Fleet News

Fleet and business new car registrations up 28% in March

Cars parked in a car park

The number of new company cars registered to fleet and business was up 28.3% last month, compared to March 2020, according to new data from the Society of Motor Manufacturers and Traders (SMMT).

There were 157,114 new cars registered to fleet and business in March, an increase of 34,686 vehicles on the same month last year.

Overall, there were 283,964 new car registrations, including private sales, an 11.5% increase on the 254,684 vehicles registered in March 2020. Fleet and business registrations accounted for 55.3% market share in the month.

However, year-to date figures from the SMMT show that fleet and business new car registrations are still 6.4% down on where they were after the first three months of 2020.

So far, 239,349 new company cars have been registered to fleet and business, compared to the 255,567 vehicles registered in the first quarter of 2020.

Looking at overall new car sales, the SMMT says that 2021 has seen 58,032 fewer cars registered compared to January to March last year, equivalent to a loss of £1.8 billion in turnover during the first quarter.

“In the 12 months to March 2017, there were 2.7m new car registrations, compared to just 1.5m registered over the last year,” Ashley Barnett, Lex Autolease

For the sector to return to its pre-pandemic levels, around 8,300 new cars will need to be registered every single trading day for the rest of the year.

By comparison, the industry has averaged around 7,400 a day during the past decade and current levels are closer to 5,600 a day.

Fleet registrations are currently driving the new car market, while retail consumer demand remains depressed, falling by 4.1% compared to March 2020 as showrooms remained closed for the duration of the month.

Plug-in vehicle demand reaching its highest ever volume

The shift to new technologies is continuing, however, with plug-in vehicle demand reaching its highest ever volume.

Battery electric vehicles (BEVs) and plug-in hybrid vehicles (PHEVs) took a combined market share of 13.9%, up from 7.3% last year as the number of models available to customers increased from 72 to 116. 

Registrations of BEVs increased by 88.2% to 22,003 units, while PHEVs rose by 152.2% to 17,330. Hybrid Electric Vehicles (HEVs) also rose 42.0% to reach 21,599 registrations.

Mike Hawes, SMMT’s chief executive, said: “The past year has been the toughest in modern history and the automotive sector has, like many others, been hit hard.

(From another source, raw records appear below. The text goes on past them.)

PR #218, opened 2025-11-28
feat: add VPC authentication routes and signature verification

PierreLeGuen:
- Introduced new VPC authentication routes, including a login endpoint that verifies client signatures and generates access tokens.
- Implemented HMAC-SHA256 signature verification for VPC requests, enhancing security.
- Added comprehensive end-to-end tests for VPC login functionality, covering success cases and various failure scenarios.
- Updated dependencies to include `hmac` and `sha2` for cryptographic operations.
- Refactored the AttestationService to support VPC signature verification and manage shared secrets.

### DIFF
--- a/crates/api/tests/e2e_vpc_login.rs
+++ b/crates/api/tests/e2e_vpc_login.rs
@@ -11,20 +11,23 @@ use std::path::PathBuf;
 // VPC Login Tests
 // ============================================
 
-/// Generate a valid VPC signature for testing
-fn generate_vpc_signature(timestamp: i64, secret: &str) -> String {
-    let message = timestamp.to_string();
-    let mut mac =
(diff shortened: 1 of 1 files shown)


crates/services/src/attestation/mod.rs
```diff
@@ -44,6 +49,13 @@ impl AttestationService {
     ) -> Self {
         // Load VPC info once during initialization
         let vpc_info = load_vpc_info();
+
+        // Load VPC shared secret from environment
+        let vpc_shared_secret = std::env::var("VPC_SHARED_SECRET").ok();
```
think-in-universe: Should we load VPC shared secret from `VPC_SHARED_SECRET_FILE`?

PR #223, opened 2025-12-03
fix: non-streaming responses to store signatures

### LINKED ISSUE #211: Signatures are not stored when calling `responses` without stream
After calling `POST /responses` API with `stream: false`, we can not get any signatures from `GET /signature/{response_id}` API, it's because signatures are not stored

danielwpz:
Fixes #211

### DIFF
--- a/crates/api/tests/common/mod.rs
+++ b/crates/api/tests/common/mod.rs
@@ -12,11 +12,11 @@ use std::sync::Arc;
 use tokio::sync::OnceCell;
 
 #[cfg(test)]
+use ed25519_dalek::{Signature as Ed25519Signature, VerifyingKey as Ed25519VerifyingKey};
+#[cfg(test)]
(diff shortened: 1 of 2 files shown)


PierreLeGuen (approved):

crates/api/src/routes/responses.rs
```diff
@@ -472,6 +472,27 @@ pub async fn create_response(
                     "Created response {} for key {}",
                     response.id, api_key.api_key.created_by_user_id.0
                 );
+
+                // Store signature for non-streaming response
+                let response_id = response.id.clone();
+                let response_json = serde_json::to_string(&response).unwrap_or_default();
```
PierreLeGuen: Let's return this json to the users.

PierreLeGuen (changes requested):

PR #261, opened 2025-12-12
Add billing related api and add more metadata to the models api

henrypark133:
There are two more things we need to provide to hugging face:

1. modify /v1/models such that it includes context length and pricing
2. we have to create a new post api for them to query for billing at an inference id level

The format we expect is as follows:

```
{
    {
      "id": "model-id-0",
      "object": "model",
      "created": 1686935002,
      "owned_by": "organization-owner",
      /// [...] other fields
      "pricing": {
        "input": 0.2, /// Price in US dollars per million input tokens
        "output": 2, /// Price in US dollars per million output tokens
      },
      "context_length": 200000, /// Supported context length in tokens
    },
}
```

The response is also JSON-encoded. The response contains an array of objects specifying the request’s ID and its cost in nano-USD (10^-9 USD).

Copied
 200 OK
Content-Type: application/json

{
    "requests": [
        { "requestId": "deadbeef0", "costNanoUsd": 100 },
        { "requestId": "deadbeef1", "costNanoUsd": 100 },
        { "requestId": "deadbeef2", "costNanoUsd": 100 },
        { "requestId": "deadbeef3", "costNanoUsd": 100 }
    ]
}
This API endpoint will be requested by our system every minute, in batches of up to 10,000 requests.

### DIFF
--- a/crates/api/src/lib.rs
+++ b/crates/api/src/lib.rs
@@ -984,7 +984,7 @@ pub fn build_billing_routes(
         .with_state(billing_state)
         .layer(from_fn_with_state(
             auth_state_middleware.clone(),
-            auth_middleware_with_api_key,
+            middleware::auth::auth_middleware_with_workspace_context,
         ))
 }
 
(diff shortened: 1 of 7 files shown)


henrypark133:
Removed explicit id logging and added organization level query filter

PR #265, opened 2025-12-14
Add context aware routing.

Evrard-Nil:


crates/inference_providers/src/vllm/mod.rs
```diff
@@ -317,4 +317,38 @@ impl InferenceProvider for VLlmProvider {
         let sse_stream = SSEParser::new(response.bytes_stream(), false);
         Ok(Box::pin(sse_stream))
     }
+
+    /// Tokenize chat messages to get token count
+    async fn tokenize_chat(
```
henrypark133: Can we add a comment here saying that tokenize should work as expected for input text however for each models, it automatically adds [EOS], etc tags to it so the token size might differ slightly and that is to be expected.

PR #274, opened 2025-12-16
Client Disconnect Cost Tracking

henrypark133:
v2 of this PR: https://github.com/nearai/cloud-api/pull/234

  - Enabled continuous_usage_stats - vLLM now sends cumulative token counts in every streaming chunk, not just the final one
  - Track usage on disconnect - Added Drop handler that records usage when clients disconnect mid-stream, using the last received token counts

However, with showrooms opening in less than a week, there is optimism that consumer confidence – and hence the market – will return.

“We know we will see record breaking growth next month given April 2020 was a washout, but a strong and sustainable market is possible if customers are attracted to the choice and competitive offer the industry is able to provide within the safest of showroom environments.”

Hawes says that new plug-in models are already helping drive a recovery, but to convince more retail consumers to make the switch, they must be convinced these electric vehicles (EVs) will be fit for purpose, which will rely on a comprehensive charging infrastructure.

Ashley Barnett, head of consultancy at Lex Autolease, told Fleet News that today’s figures point to a concerning drop in the rate at which newer and cleaner cars are joining the UK’s roads, based on a typical four-year replacement cycle.

“In the 12 months to March 2017, there were 2.7m new car registrations, compared to just 1.5m registered over the last year,” he said. “This shortfall highlights that more than one million cars on today’s roads are older and less efficient, posing a potential roadblock in the ongoing work to achieve net-zero.

“Despite this, the growth in EVs continues to show no signs of slowing down, with registrations up 88% compared to this time last year.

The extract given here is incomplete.